#### Task description
Please copy each line of the records below that holds the word "message".

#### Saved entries
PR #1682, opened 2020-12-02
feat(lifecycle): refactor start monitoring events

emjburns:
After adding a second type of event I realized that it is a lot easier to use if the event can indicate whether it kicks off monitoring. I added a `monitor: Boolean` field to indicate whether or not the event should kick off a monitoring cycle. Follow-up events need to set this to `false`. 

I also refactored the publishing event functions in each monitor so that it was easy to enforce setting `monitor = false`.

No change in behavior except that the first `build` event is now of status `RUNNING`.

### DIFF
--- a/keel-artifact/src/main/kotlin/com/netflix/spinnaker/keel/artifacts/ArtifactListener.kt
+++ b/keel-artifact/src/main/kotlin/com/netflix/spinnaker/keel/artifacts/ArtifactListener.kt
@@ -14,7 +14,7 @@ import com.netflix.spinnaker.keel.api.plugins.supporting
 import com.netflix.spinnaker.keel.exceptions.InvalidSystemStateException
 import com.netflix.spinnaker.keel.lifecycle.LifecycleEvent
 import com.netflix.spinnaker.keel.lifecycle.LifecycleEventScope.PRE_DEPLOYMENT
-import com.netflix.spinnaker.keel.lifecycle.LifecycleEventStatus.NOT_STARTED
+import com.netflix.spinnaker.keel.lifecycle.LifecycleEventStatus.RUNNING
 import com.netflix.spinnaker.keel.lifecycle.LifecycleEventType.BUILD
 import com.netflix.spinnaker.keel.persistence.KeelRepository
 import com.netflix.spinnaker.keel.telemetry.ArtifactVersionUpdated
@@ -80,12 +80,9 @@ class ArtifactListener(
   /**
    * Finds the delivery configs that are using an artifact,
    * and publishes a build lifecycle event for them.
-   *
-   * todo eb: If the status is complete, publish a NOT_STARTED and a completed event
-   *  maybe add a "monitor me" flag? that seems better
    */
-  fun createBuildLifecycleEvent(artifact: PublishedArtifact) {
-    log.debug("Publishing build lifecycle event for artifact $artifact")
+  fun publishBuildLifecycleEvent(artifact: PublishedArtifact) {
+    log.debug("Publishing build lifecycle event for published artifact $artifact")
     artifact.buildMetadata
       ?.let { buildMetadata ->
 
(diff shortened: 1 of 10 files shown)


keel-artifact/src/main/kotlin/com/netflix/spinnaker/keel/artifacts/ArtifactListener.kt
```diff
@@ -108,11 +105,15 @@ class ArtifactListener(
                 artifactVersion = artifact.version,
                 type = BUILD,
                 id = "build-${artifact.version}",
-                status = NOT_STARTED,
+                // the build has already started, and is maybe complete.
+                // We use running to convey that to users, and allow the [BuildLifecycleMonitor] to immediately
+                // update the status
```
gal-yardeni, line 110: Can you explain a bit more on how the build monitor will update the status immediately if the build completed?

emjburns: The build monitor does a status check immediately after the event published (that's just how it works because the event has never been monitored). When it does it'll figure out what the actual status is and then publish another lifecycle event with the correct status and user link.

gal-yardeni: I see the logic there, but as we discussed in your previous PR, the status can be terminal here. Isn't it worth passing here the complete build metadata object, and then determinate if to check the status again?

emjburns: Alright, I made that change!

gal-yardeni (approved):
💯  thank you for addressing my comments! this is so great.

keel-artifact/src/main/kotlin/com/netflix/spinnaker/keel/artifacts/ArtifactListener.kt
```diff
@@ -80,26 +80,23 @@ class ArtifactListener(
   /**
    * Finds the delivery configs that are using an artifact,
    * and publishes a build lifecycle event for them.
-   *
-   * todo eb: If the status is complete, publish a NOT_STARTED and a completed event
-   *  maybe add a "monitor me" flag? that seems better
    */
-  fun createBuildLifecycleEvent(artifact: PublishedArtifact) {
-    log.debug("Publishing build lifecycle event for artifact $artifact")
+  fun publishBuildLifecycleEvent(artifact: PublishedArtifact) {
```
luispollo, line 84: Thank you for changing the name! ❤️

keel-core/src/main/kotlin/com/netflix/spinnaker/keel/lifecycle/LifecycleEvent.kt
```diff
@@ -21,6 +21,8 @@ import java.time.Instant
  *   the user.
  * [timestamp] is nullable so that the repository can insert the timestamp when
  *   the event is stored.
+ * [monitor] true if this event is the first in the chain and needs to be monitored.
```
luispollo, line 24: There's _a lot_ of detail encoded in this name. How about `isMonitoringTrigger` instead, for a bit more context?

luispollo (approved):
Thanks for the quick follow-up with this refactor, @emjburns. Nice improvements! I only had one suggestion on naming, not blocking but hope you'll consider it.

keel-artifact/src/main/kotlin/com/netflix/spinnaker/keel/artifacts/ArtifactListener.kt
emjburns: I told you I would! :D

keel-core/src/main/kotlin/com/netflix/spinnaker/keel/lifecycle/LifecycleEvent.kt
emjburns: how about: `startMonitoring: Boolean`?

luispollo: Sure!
--
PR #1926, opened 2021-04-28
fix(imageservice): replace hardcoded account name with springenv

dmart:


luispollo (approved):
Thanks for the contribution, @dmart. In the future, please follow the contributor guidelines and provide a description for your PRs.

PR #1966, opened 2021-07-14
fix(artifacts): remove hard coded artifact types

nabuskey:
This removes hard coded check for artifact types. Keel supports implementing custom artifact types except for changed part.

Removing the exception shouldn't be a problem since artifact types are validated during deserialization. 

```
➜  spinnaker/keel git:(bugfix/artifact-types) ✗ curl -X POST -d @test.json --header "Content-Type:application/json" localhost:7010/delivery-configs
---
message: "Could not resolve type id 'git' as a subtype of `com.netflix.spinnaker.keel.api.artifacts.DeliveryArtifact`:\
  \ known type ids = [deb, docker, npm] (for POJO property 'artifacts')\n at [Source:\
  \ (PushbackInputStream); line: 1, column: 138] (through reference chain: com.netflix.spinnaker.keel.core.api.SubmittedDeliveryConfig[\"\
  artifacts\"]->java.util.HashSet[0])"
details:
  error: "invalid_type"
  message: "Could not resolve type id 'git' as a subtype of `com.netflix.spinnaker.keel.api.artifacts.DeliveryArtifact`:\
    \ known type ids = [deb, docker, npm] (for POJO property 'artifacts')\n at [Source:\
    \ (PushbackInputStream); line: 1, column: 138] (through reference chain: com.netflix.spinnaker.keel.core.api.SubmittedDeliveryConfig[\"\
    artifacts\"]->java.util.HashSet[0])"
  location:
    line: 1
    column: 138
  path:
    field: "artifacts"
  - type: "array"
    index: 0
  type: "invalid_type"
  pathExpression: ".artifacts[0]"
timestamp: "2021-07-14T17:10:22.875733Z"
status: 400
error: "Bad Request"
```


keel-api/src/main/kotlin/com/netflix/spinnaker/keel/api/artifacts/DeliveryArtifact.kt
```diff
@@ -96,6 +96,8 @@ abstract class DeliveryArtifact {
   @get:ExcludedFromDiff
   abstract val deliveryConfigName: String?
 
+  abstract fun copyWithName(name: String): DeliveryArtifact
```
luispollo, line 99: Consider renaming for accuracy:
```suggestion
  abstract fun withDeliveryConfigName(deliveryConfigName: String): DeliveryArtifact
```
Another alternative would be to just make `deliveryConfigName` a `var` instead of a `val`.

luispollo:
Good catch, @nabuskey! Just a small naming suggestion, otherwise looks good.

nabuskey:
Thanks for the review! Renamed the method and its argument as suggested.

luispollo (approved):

#### Solution to this problem
message: "Could not resolve type id 'git' as a subtype of `com.netflix.spinnaker.keel.api.artifacts.DeliveryArtifact`:\
  message: "Could not resolve type id 'git' as a subtype of `com.netflix.spinnaker.keel.api.artifacts.DeliveryArtifact`:\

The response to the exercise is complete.